Task to complete: Count the lines in the data below where the string "jsilvermist" occurs, please, and give the number alone.

*** Record extracts ***

Issue #992, opened 2016-11-15
SST module is not inserting Required: timer header on response


etamme:
See the last sentence of the second paragraph in https://tools.ietf.org/html/rfc4028#section-8.2

A "Require: timer" header must be inserted (or timer appended to an existing Require header).  The lack of a Require: timer header causes some user agents to not send any update requests at all.

PR #994, opened 2016-11-21
move appending require: timer to 200 OK where it belongs

etamme:
The logic for this fix originally put a Require: timer header on the request which is not what RFC 4028 specifies.  

> if the UAS does not support Session Timers, a proxy
can add the Session-Expires header initially negociated in the reply, but
must also add the "timer" extension in the Require header.

I have moved appending the Require: timer header to the section where the reply is processed and tested the change.  This resolves issue #992.


etamme:
It looks like I goofed when I ported this to 1.10 and thought it was a problem with the upstream commit.  Sorry about that.

PR #1010, opened 2016-12-26
Minor fix to the README to reflect the URL better

greenfieldtech-nirs:


razvancrainea:
Hi, Nir!

Thanks for helping the OpenSIPS community to get a better experience when reading OpenSIPS docs. Unfortunately the fix you provided is not complete. The reason is that the `README` file is automatically generated (by `make modules-readme`) from an XML file. Therefore when the documentation is re-generated, the fix will be overwritten.
To fix these kind of issues, we need to change the way URLs are displayed in a `README` file, or change the XML. Please file a bug request for this.

Best regards,
Răzvan

PR #1026, opened 2017-01-21
Enable curl handle and connection reuse for synchronous requests

rrb3942:
This patches makes all of the synchronous methods in the rest_client share and reuse a curl handle. This has the benefit that the curl handle will automatically reuse TCP connections (when possible) for subsequent HTTP requests, rather than opening a new TCP connection for each request. This can greatly reduce latency and overhead for HTTP requests to the same host, especially when RTT is not inconsequential.

I attached a couple example captures of the HTTP behaviour after applying this patch, demonstrating the reuse of the underlying TCP connection.

[examples.zip](https://github.com/OpenSIPS/opensips/files/720757/examples.zip)


liviuchircu:
This is an awesome optimization, @rrb3942 ! It seems that `curl_easy_cleanup()` and `curl_easy_reset()` handle the underlying TCP connections quite differently - first one shuts them down, while the other one does not touch them at all.

Patch looks good - I also tested it, even with multiple connections, and it behaved as expected. Merging into `master` for now, but this seems good enough of a fix to warrant a backport into `2.2`.

Issue #1039, opened 2017-02-03
drouting: high number of gateways can cause memory corruption


c-leroy:
If a route has more than 32 gateways, drouting can erroneously zero valid data when resizing destination list.

bogdan-iancu:
Hi @c-leroy - that is a good catch and a good fix - please create a pull request out of your commit, so we can accept it on the master tree.

c-leroy:
Thanks

PR #1040, opened 2017-02-04
drouting: Fix out-of-bound initialization

c-leroy:
Upon load/reload of drouting tables, if parse_destination_list() needs to
increase destinations array size, it asks for a new array twice the size of
the previous one.
It memset() the newly allocated capacity, skipping memory that is to be filled
with already learnt destinations, but using the array size instead of the
remaining capacity.
This patch fixes the size for this memset().

Closes OpenSIPS/opensips#1039


bogdan-iancu:
Thank you @c-leroy !

PR #1054, opened 2017-02-14
Make sure to call MD5 utility properly on FreeBSD ("md5" vs "md5sum" in linuxes).

sobomax:
This fixes build on FreeBSD.


razvancrainea:
Merged in upstream.

PR #1055, opened 2017-02-14
Added enable/disable replication to drouting and load_balancer

JeremyMartinez51:
I created four new opensips.cfg modparams replicate_lb_status_to, accept_replicated_lb_status, replicate_gw_status_to, and accept_replicated_gw_status. These commands use the clusterer module and were based off of the previously implemented clusterer commands used by the dialog and usrloc modules.

replicate_gw_status_to and accept_replicated_gw_status can be tested with the command:
opensipsctl fifo dr_gw_status

replicate_lb_status_to and accept_replicated_lb_status can be tested with opensips the command:
opensipsctl fifo lb_status

### DIFF
--- a/modules/drouting/dr_replication.c
+++ b/modules/drouting/dr_replication.c
@@ -1,3 +1,28 @@
+/*
+ * Copyright (C) 2017 OpenSIPS Project
+ *
+ * This file is part of opensips, a free SIP server.
+ *
+ * opensips is free software; you can redistribute it and/or modify
+ * it under the terms of the GNU General Public License as published by
+ * the Free Software Foundation; either version 2 of the License, or
+ * (at your option) any later version.
+ *
+ * opensips is distributed in the hope that it will be useful,
+ * but WITHOUT ANY WARRANTY; without even the implied warranty of
+ * MERCHANTABILITY or FITNESS FOR A PARTICULAR PURPOSE.  See the
+ * GNU General Public License for more details.
+ *
+ * You should have received a copy of the GNU General Public License
+ * along with this program; if not, write to the Free Software
+ * Foundation, Inc., 51 Franklin Street, Fifth Floor, Boston, MA 02110-1301 USA.
+ *
+ *
+ * history:
+ * ---------
+ *  2017-02-15 created by Jeremy Martinez
+ */
+
 #include "../../ip_addr.h"
 #include "../../ut.h"
 #include "prefix_tree.h"
--- a/modules/drouting/dr_replication.c
+++ b/modules/drouting/dr_replication.c
@@ -1,0 +1,49 @@
+#include "../../ip_addr.h"
+#include "../../ut.h"
+#include "prefix_tree.h"
+#include "dr_partitions.h"
+#include "dr_replication.h"
+
+str repl_dr_module_name = str_init("drouting");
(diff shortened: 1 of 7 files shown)


bogdan-iancu:
Thank you @JeremyMartinez51 for your contribution - I will review it shortly, but it definitely looks like a very nice addition. 
In the mean while, please add the license and copyright text to the newly added files.

modules/drouting/dr_replication.c
```diff
@@ -0,0 +1,74 @@
...
+{
+	if (bin_init(&repl_dr_module_name, REPL_GW_STATUS_UPDATE, BIN_VERSION) != 0) {
+		LM_ERR("failed to replicate this event\n");
+		return;
+	}
+
+	bin_push_int(clusterer_api.get_my_id());
+
+	bin_push_str(&gw->id);
+	bin_push_int(gw->flags);
```
bogdan-iancu: Pushing all the flags is not correct, as not all the flags are status/state related - see https://github.com/OpenSIPS/opensips/blob/master/modules/drouting/prefix_tree.h#L57.
So, only flags covered by `DR_DST_STAT_MASK ` should be replicated. Otherwise you may replicate the pinging state or the DB flushing state.

modules/drouting/dr_replication.c
```diff
@@ -0,0 +1,74 @@
...
+
+	bin_pop_str(&id);
+	bin_pop_int(&flags);
+
+	lock_start_read(head_db_ref->ref_lock);
+
+	gw = get_gw_by_id( (*head_db_ref->rdata)->pgw_tree, &id);
+	if (gw && (gw->flags != flags))
+	{
+		gw->flags = flags;
```
bogdan-iancu: Similar to the previous comment, only the status-related flags should be imported. Even more, if the imported flags make a difference in the gateway status, you need to :
- set DR_DST_STAT_DIRT_FLAG to force flushing of the new state to DB
- trigger the event for new state.

modules/drouting/drouting.c
```diff
@@ -537,6 +553,10 @@ static void dr_raise_event(pgw_t *gw)
 {
 	evi_params_p list = NULL;
 	str *txt;
+	if ((gw_status_replicate_cluster > 0) && gw)
```
bogdan-iancu: You should not trigger the replication from this event function - please see my comment on the replicate_gw_status_update() function, where you should trigger the event if the incoming replication changed the gw status. And in the current format this will lead to a replication storm :). Maybe dr_raise_event() should take one more flag (like do_replication) ; and when called from replicate_gw_status_update() to set it on FALSE.

modules/load_balancer/lb_data.c
```diff
@@ -1206,6 +1208,10 @@ void lb_raise_event(struct lb_dst *dst)
 {
 	evi_params_p list = NULL;
 
+	if ((lb_status_replicate_cluster > 0) && dst)
```
bogdan-iancu: All the issues mentioned for DR are also valid for LB too.

bogdan-iancu:
@JeremyMartinez51, your PR was manually merged in, together with my fixes to addressed all the mentioned issues - see bc5540
Thank you for your contribution.

PR #1056, opened 2017-02-15
More comprehensive fix for the fixup-related crashes in the python.so module (follow-up to #1050)

sobomax:
Prevent fixup function from trying to deallocate string allocated by the python interpreter by creating a copy of it and passing that down the pipe.

Improve failure handling by not leaking a memory while I am here.


sobomax:
Too old. GC.

PR #1057, opened 2017-02-15
Make it possible to listen at all interfaces again

andrey-vorobiev:
There was a nice feature in OpenSIPS 1.11. It used to listen at all available interfaces when no listeners are declared in configuration file. It's useful in case of multiple network interfaces because it's easy to provide default configuration when IP or network interfaces are not known in advance. Unfortunately this feature has been lost after SIP transport protocols rework. So since OpenSIPS 2.1 if no listeners are declared in configuration file via 'listen=...' statement OpenSIPs will not bind to any network interface.

I'd like to restore old behaviour, i.e. if some transport module is loaded via 'loadmodule' statement in configuration file and no listeners are declared for this module via 'listen=...' statement then listeners list will be populated with all network interfaces that are currently available.

### DIFF
--- a/net/trans.c
+++ b/net/trans.c
@@ -96,12 +96,7 @@ int trans_load(void)
 				return -1;
 			}
 			found_proto = 1;
-			/* check if there is any listener for this protocol */
-			if (!protos[pi.id].listeners) {
-				LM_DBG("No listener defined for proto %s\n", pi.name);
-				continue;
-			}
-
+			
 			/* check if already added */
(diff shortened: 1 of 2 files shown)


razvancrainea:
It's not correct to have opensips detect interfaces, because you don't know which ports they should be listening on. Instead, we've implemented a different approach, where you only have to specify the protocol you want to listen on all interfaces:
```
listen = udp:*
```
This has been pushed in 0271920abf2c38ebe44a33b0e8b41839ff2db75b

PR #938, opened 2016-10-28
Fix paths in my-app.html

afspear:
Changing the path allowed the app to render.


afspear:
I signed it!

robdodson:
We don't generate an `app/` directory so you shouldn't need to do this. Can you explain what lead you to needing this change?

PR #940, opened 2016-10-31
Change to relative paths

chuckh:
@robdodson @abdonrd PTAL.

### DIFF
--- a/index.html
+++ b/index.html
@@ -17,10 +17,10 @@ subject to an additional IP rights grant found at http://polymer.github.io/PATEN
     <title>My App</title>
     <meta name="description" content="My App description">
 
-    <link rel="icon" href="/images/favicon.ico">
+    <link rel="icon" href="images/favicon.ico">
 
     <!-- See https://goo.gl/OOhYW5 -->
-    <link rel="manifest" href="/manifest.json">
+    <link rel="manifest" href="manifest.json">
 
     <!-- See https://goo.gl/qRE0vM -->
     <meta name="theme-color" content="#3f51b5">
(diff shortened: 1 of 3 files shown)


src/my-view404.html
```diff
@@ -20,7 +20,7 @@
       }
     </style>
 
-    Oops you hit a 404. <a href="/">Head back to home.</a>
+    Oops you hit a 404. <a href="../">Head back to home.</a>
```
robdodson: Hm if someone types "foo.com/bar/baz" I don't think this would work

robdodson: I would suggest leaving this one as a slash for now and adding that comment

jsilvermist:
What about using the HTML5 base tag for using relative URLs?

robdodson:
I think/hope we should be fine with the relative URL changes Chuck has made. Happy to revisit this later if folks find that they need a `base` element.

index.html
```diff
@@ -35,14 +35,14 @@
     <meta name="apple-mobile-web-app-title" content="My App">
 
     <!-- Homescreen icons -->
-    <link rel="apple-touch-icon" href="/images/manifest/icon-48x48.png">
-    <link rel="apple-touch-icon" sizes="72x72" href="/images/manifest/icon-72x72.png">
-    <link rel="apple-touch-icon" sizes="96x96" href="/images/manifest/icon-96x96.png">
-    <link rel="apple-touch-icon" sizes="144x144" href="/images/manifest/icon-144x144.png">
-    <link rel="apple-touch-icon" sizes="192x192" href="/images/manifest/icon-192x192.png">
+    <link rel="apple-touch-icon" href="images/manifest/icon-48x48.png">
```
cherukumilli: @chuckh 
should there be a `sizes="48x48` on this line?

FluorescentHallucinogen:
Just tested with [Electron] (http://electron.atom.io) framework, doesn't work. :(

robdodson:
@FluorescentHallucinogen does it provide errors? what part doesn't work

abdonrd:
I remember @justinfagnani had recommended use absolute paths. But I can't remember why.

FluorescentHallucinogen:
@robdodson

Links and navigation drawer does not work.

You can test it yourself by run `npm i -g electron`, then `electron` commands and drag the built app from `build/unbundled` or `build/bundled` to the Electron window.

Screenshot

SheanYu:
Hi @robdodson 

Now it's works with Cordova CLI !
Except when the application starts, i have the same view as @FluorescentHallucinogen but the router is working i can navigate on the views...

Loïc.

pomber:
`build/bundled/service-worker.js` still uses absolute paths:  

```
/* eslint-disable quotes, comma-spacing */
var PrecacheConfig = [["/bower_components/webcomponentsjs/webcomponents-lite.min.js","02395895d5d08242c6ba93518a6da2c5"],["/index.html","c11c33a4a1e4e98d807ecb780291f663"], ...];
```

any ideas why?

robdodson:
I realize this was a mistake and we need to go back to absolute paths. Here's why:

Say you have the route `/view1/subview1` and `index.html` requests `src/my-app.html` as it does now. That will get translated into `/view1/src/my-app.html` which will 404. So absolute paths are critical if we want our routing to work properly. I'm going to send in a new PR to undo this change. We'll have to figure out another way to get Cordova and Electron working. Frankly those are not primary targets of ours and I'm not deeply familiar with either so if anyone in the community would like to pitch in on this it would be very helpful. It might require creating a separate template that works better for those projects.

FluorescentHallucinogen:
@robdodson It's not an option, and that's why: absolute paths breaks deployment to subdirectory (GitHub Pages, GitLab Pages, subdirectory on Firebase, etc.). I.e. absolute paths breaks not only Electron/Cordova.

robdodson:
@FluorescentHallucinogen I'm aware of this. I believe you can still deploy to subdirectories but you'll need to add in a workaround like https://github.com/PolymerElements/polymer-starter-kit/blob/v1.4.0/docs/deploy-to-github-pages.md

In theory as @jsilvermist mentioned you should be able to use a <base> tag but yesterday I discovered that Polymer rewrites anchor `href` attributes to be relative to components, and ignores base tags. This is not how vanilla HTML Imports work so I'm trying to get to the bottom of why Polymer does this. The folks who added that feature are out on vacation though :\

*** End of Record extracts ***

Answer to the exercise: 2